◆ EXERCISE DESCRIPTION ◆
Each record below should be printed exactly as it was written.

◆ INPUT ◆
PR #251, opened 2022-07-31
feat: make express, koa, fastify available on Deno

KnorpelSenf:
As requested in https://t.me/grammyjs/65130

### DIFF
--- a/src/convenience/frameworks.shared.ts
+++ b/src/convenience/frameworks.shared.ts
@@ -1,3 +1,7 @@
+// deno-lint-ignore-file no-explicit-any
+
+export const SECRET_HEADER = "X-Telegram-Bot-Api-Secret-Token";
+
 /** express web framework */
 const express = (req: any, res: any) => ({
     update: Promise.resolve(req.body),
--- a/src/convenience/frameworks.shared.ts
+++ b/src/convenience/frameworks.shared.ts
@@ -1,0 +1,44 @@
+/** express web framework */
+const express = (req: any, res: any) => ({
+    update: Promise.resolve(req.body),
+    header: req.header(SECRET_HEADER),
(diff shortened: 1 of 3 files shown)


Loskir (approved):

src/convenience/frameworks.shared.ts
```diff
@@ -0,0 +1,48 @@
+// deno-lint-ignore-file no-explicit-any
+
+export const SECRET_HEADER = "X-Telegram-Bot-Api-Secret-Token";
+
+/** express web framework */
+const express = (req: any, res: any) => ({
+    update: Promise.resolve(req.body),
+    header: req.header(SECRET_HEADER),
```
darvesh, line 8: Shouldn't it be [request.get](https://expressjs.com/en/5x/api.html#req.get)?

KnorpelSenf: It's an alias, isn't it? I think `req.header` is a more accurate term for a request header than `req.get`.

darvesh: It is not anywhere in the documentation, though. Node http which Express extends, the method is `getHeaders` and `headers` is an object.

darvesh: Oh sorry, I didn't read the last line. Nvm lol

KnorpelSenf: It's stated at exactly the point in the docs that you linked to.
Screenshot_20220731-201047
↑ here

darvesh: Yeah, sorry for the trouble :)

KnorpelSenf: No worries, thanks for reviewing! :)

PR #253, opened 2022-08-01
fix: stricter chat type types

### LINKED ISSUE #252: Defining chatType to not be a channel does not guarantee ctx.msg.from
image

I should not have to do the undefined check for this to work on Deno with TS.

```typescript
bot.chatType(['private','group','supergroup']).command('test', async (ctx) => {
	if (ctx.message === undefined) {
		return
	}
	const userID = ctx.msg.from.id
```

KnorpelSenf:
Closes #252


C0rn3j (approved):
Works for me

KnorpelSenf:
@all-contributors add @C0rn3j for bug and review

PR #259, opened 2022-08-04
fix(docs): change description for keyboard.build

Loskir:


KnorpelSenf (changes requested):
Please add a test.

src/convenience/keyboard.ts
```diff
@@ -196,6 +196,14 @@ export class Keyboard {
      * end if necessary so you can specify more options in `reply_markup`.
      */
     build() {
+        if (
+            this.selective || this.one_time_keyboard || this.resize_keyboard ||
+            this.input_field_placeholder
+        ) {
+            console.warn(
```
KnorpelSenf, line 203: Should we use debug instead of console? Otherwise it won't be possible to disable the logging in case this usage is intentional.

Loskir: maybe. can we make it so it's on by default?

Loskir:
How do I test it? Should I like spy on the console function?

KnorpelSenf:
Yes, that would work well. The session tests have many examples for how to use spies.

src/convenience/keyboard.ts
KnorpelSenf: I don't think so

Loskir:
Maybe cancel this feature? It only affects old users anyway and I don't see much people complaining about it

Loskir:
Instead maybe deprecate `build` altogether?

KnorpelSenf:
Yes. We could remove it for 2.0 and just leave it as-is until then. Close this?

src/convenience/keyboard.ts
```diff
@@ -196,6 +196,14 @@ export class Keyboard {
      * end if necessary so you can specify more options in `reply_markup`.
      */
```
Loskir, line 197: This comment is outdated. We need to remove it and instead write something like "Returns the keyboard that was build. Note that it doesn't return resize_keyboard or other options that may be set. You don't usually need to use this method"

KnorpelSenf: Good point. We can use this PQ to do exactly that.

KnorpelSenf (approved):
Thank you!

KnorpelSenf:
Consider signing your commits in the future. I will merge anyway now :)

◆ YOUR RESPONSE ◆
PR #251, opened 2022-07-31
feat: make express, koa, fastify available on Deno

KnorpelSenf:
As requested in https://t.me/grammyjs/65130

### DIFF
--- a/src/convenience/frameworks.shared.ts
+++ b/src/convenience/frameworks.shared.ts
@@ -1,3 +1,7 @@
+// deno-lint-ignore-file no-explicit-any
+
+export const SECRET_HEADER = "X-Telegram-Bot-Api-Secret-Token";
+
 /** express web framework */
 const express = (req: any, res: any) => ({
     update: Promise.resolve(req.body),
--- a/src/convenience/frameworks.shared.ts
+++ b/src/convenience/frameworks.shared.ts
@@ -1,0 +1,44 @@
+/** express web framework */
+const express = (req: any, res: any) => ({
+    update: Promise.resolve(req.body),
+    header: req.header(SECRET_HEADER),
(diff shortened: 1 of 3 files shown)


Loskir (approved):

src/convenience/frameworks.shared.ts
```diff
@@ -0,0 +1,48 @@
+// deno-lint-ignore-file no-explicit-any
+
+export const SECRET_HEADER = "X-Telegram-Bot-Api-Secret-Token";
+
+/** express web framework */
+const express = (req: any, res: any) => ({
+    update: Promise.resolve(req.body),
+    header: req.header(SECRET_HEADER),
```
darvesh, line 8: Shouldn't it be [request.get](https://expressjs.com/en/5x/api.html#req.get)?

KnorpelSenf: It's an alias, isn't it? I think `req.header` is a more accurate term for a request header than `req.get`.

darvesh: It is not anywhere in the documentation, though. Node http which Express extends, the method is `getHeaders` and `headers` is an object.

darvesh: Oh sorry, I didn't read the last line. Nvm lol

KnorpelSenf: It's stated at exactly the point in the docs that you linked to.
Screenshot_20220731-201047
↑ here

darvesh: Yeah, sorry for the trouble :)

KnorpelSenf: No worries, thanks for reviewing! :)

PR #253, opened 2022-08-01
fix: stricter chat type types

### LINKED ISSUE #252: Defining chatType to not be a channel does not guarantee ctx.msg.from
image

I should not have to do the undefined check for this to work on Deno with TS.

```typescript
bot.chatType(['private','group','supergroup']).command('test', async (ctx) => {
	if (ctx.message === undefined) {
		return
	}
	const userID = ctx.msg.from.id
```

KnorpelSenf:
Closes #252


C0rn3j (approved):
Works for me

KnorpelSenf:
@all-contributors add @C0rn3j for bug and review

PR #259, opened 2022-08-04
fix(docs): change description for keyboard.build

Loskir:


KnorpelSenf (changes requested):
Please add a test.

src/convenience/keyboard.ts
```diff
@@ -196,6 +196,14 @@ export class Keyboard {
      * end if necessary so you can specify more options in `reply_markup`.
      */
     build() {
+        if (
+            this.selective || this.one_time_keyboard || this.resize_keyboard ||
+            this.input_field_placeholder
+        ) {
+            console.warn(
```
KnorpelSenf, line 203: Should we use debug instead of console? Otherwise it won't be possible to disable the logging in case this usage is intentional.

Loskir: maybe. can we make it so it's on by default?

Loskir:
How do I test it? Should I like spy on the console function?

KnorpelSenf:
Yes, that would work well. The session tests have many examples for how to use spies.

src/convenience/keyboard.ts
KnorpelSenf: I don't think so

Loskir:
Maybe cancel this feature? It only affects old users anyway and I don't see much people complaining about it

Loskir:
Instead maybe deprecate `build` altogether?

KnorpelSenf:
Yes. We could remove it for 2.0 and just leave it as-is until then. Close this?

src/convenience/keyboard.ts
```diff
@@ -196,6 +196,14 @@ export class Keyboard {
      * end if necessary so you can specify more options in `reply_markup`.
      */
```
Loskir, line 197: This comment is outdated. We need to remove it and instead write something like "Returns the keyboard that was build. Note that it doesn't return resize_keyboard or other options that may be set. You don't usually need to use this method"

KnorpelSenf: Good point. We can use this PQ to do exactly that.

KnorpelSenf (approved):
Thank you!

KnorpelSenf:
Consider signing your commits in the future. I will merge anyway now :)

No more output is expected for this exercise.